◆ REQUIREMENT: Where does the string "dirfds" appear in the material? Copy each line that holds it.

-- SUPPLIED MATERIAL follows --

PR #819, opened 2025-03-28
librc: use dirfd and *at functions.

navi-desu:
gives us atomic operations, removes almost all path string allocations, and reduces the number of syscalls

### DIFF
--- a/src/librc/librc-depend.c
+++ b/src/librc/librc-depend.c
@@ -689,17 +689,6 @@ rc_deptree_update_needed(time_t *newest, char *file)
 	RC_STRING *s;
 	struct stat buf;
 	time_t mtime;
-	char *path;
-	const char *service_dir = rc_svcdir();
-
-	/* Create base directories if needed */
-	if (mkdir(service_dir, 0755) != 0 && errno != EEXIST)
-		fprintf(stderr, "mkdir '%s': %s\n", service_dir, strerror(errno));
-
-	for (size_t i = 1; i < RC_DIR_SYS_MAX; i++) {
-		if (mkdirat(rc_dirfd(RC_DIR_SVCDIR), dirnames[i], 0755) != 0 && errno != EEXIST)
-			fprintf(stderr, "mkdir `%s': %s\n", dirnames[i], strerror(errno));
-	}
 
 	/* Quick test to see if anything we use has changed and we have
 	 * data in our deptree. */
--- a/src/librc/librc-depend.c
+++ b/src/librc/librc-depend.c
@@ -685,6 +685,7 @@ bool
 rc_deptree_update_needed(time_t *newest, char *file)
 {
 	bool newer = false;
+	const int *dirfds;
 	RC_STRINGLIST *config;
 	RC_STRING *s;
 	struct stat buf;
@@ -704,13 +705,9 @@ rc_deptree_update_needed(time_t *newest, char *file)
 		mtime = time(NULL);
 	}
 
-	for (const char * const *dirs = rc_scriptdirs(); *dirs; dirs++) {
-		static const char *subdirs[] = { "init.d", "conf.d", NULL };
-		for (const char **subdir = subdirs; *subdir; subdir++) {
-			xasprintf(&path, "%s/%s", *dirs, *subdir);
-			newer |= !deep_mtime_check(AT_FDCWD, path, true, &mtime, file);
-			free(path);
-		}
+	for (size_t i = 0, count = rc_scriptdirfds(&dirfds); i < count; i++) {
+		newer |= !deep_mtime_check(dirfds[i], "init.d", true, &mtime, file);
+		newer |= !deep_mtime_check(dirfds[i], "conf.d", true, &mtime, file);
 	}
 
 	newer |= !deep_mtime_check(rc_dirfd(RC_DIR_SYSCONF), "rc.conf", true, &mtime, file);
--- a/src/librc/librc-depend.c
+++ b/src/librc/librc-depend.c
@@ -145,22 +145,9 @@ make_deptree(void) {
 	return deptree;
 }
 
-RC_DEPTREE *
-rc_deptree_load(void) {
-	char *deptree_cache;
-	RC_DEPTREE *deptree;
-
-	xasprintf(&deptree_cache, "%s/deptree", rc_svcdir());
-	deptree = rc_deptree_load_file(deptree_cache);
-	free(deptree_cache);
-
-	return deptree;
-}
-
-RC_DEPTREE *
-rc_deptree_load_file(const char *deptree_file)
+static RC_DEPTREE *
+deptree_load_file(int dirfd, const char *pathname)
 {
-	FILE *fp;
 	RC_DEPTREE *deptree;
 	RC_DEPINFO *depinfo = NULL;
 	RC_DEPTYPE *deptype = NULL;
@@ -170,8 +157,9 @@ rc_deptree_load_file(const char *deptree_file)
 	char *p;
 	char *e;
 	int i;
+	FILE *fp;
 
-	if (!(fp = fopen(deptree_file, "r")))
+	if (!(fp = do_fopenat(dirfd, pathname, O_RDONLY)))
 		return NULL;
 
 	deptree = make_deptree();
@@ -205,10 +193,22 @@ rc_deptree_load_file(const char *deptree_file)
 			deptype = make_deptype(depinfo, type);
 		rc_stringlist_add(deptype->services, e);
 	}
-	fclose(fp);
 	free(line);
+	fclose(fp);
 
 	return deptree;
+}
+
+RC_DEPTREE *
+rc_deptree_load(void)
+{
+	return deptree_load_file(rc_dirfd(RC_DIR_SVCDIR), "deptree");
+}
+
+RC_DEPTREE *
+rc_deptree_load_file(const char *deptree_file)
+{
+	return deptree_load_file(AT_FDCWD, deptree_file);
 }
 
 static bool
@@ -584,18 +584,15 @@ rc_deptree_order(const RC_DEPTREE *deptree, const char *runlevel, int options)
    oldest (or newest) found.
 */
 static bool
-deep_mtime_check(const char *target, bool newer,
-	    time_t *rel, char *file)
+deep_mtime_check(int target_dir, const char *target, bool newer, time_t *rel, char *file)
 {
 	struct stat buf;
 	bool retval = true;
 	DIR *dp;
 	struct dirent *d;
-	char path[PATH_MAX];
-	int serrno = errno;
 
 	/* If target does not exist, return true to mimic shell test */
-	if (stat(target, &buf) != 0)
+	if (fstatat(target_dir, target, &buf, 0) != 0)
 		return true;
 
 	if (newer) {
@@ -616,21 +613,18 @@ deep_mtime_check(const char *target, bool newer,
 		}
 	}
 
-	/* If not a dir then reset errno */
-	if (!(dp = opendir(target))) {
-		errno = serrno;
+	if (!S_ISDIR(buf.st_mode) || !(dp = do_opendirat(target_dir, target)))
 		return retval;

-- SUPPLIED MATERIAL concluded --

◆ SOLVED EXERCISE:
+	const int *dirfds;
+	for (size_t i = 0, count = rc_scriptdirfds(&dirfds); i < count; i++) {
+		newer |= !deep_mtime_check(dirfds[i], "init.d", true, &mtime, file);
+		newer |= !deep_mtime_check(dirfds[i], "conf.d", true, &mtime, file);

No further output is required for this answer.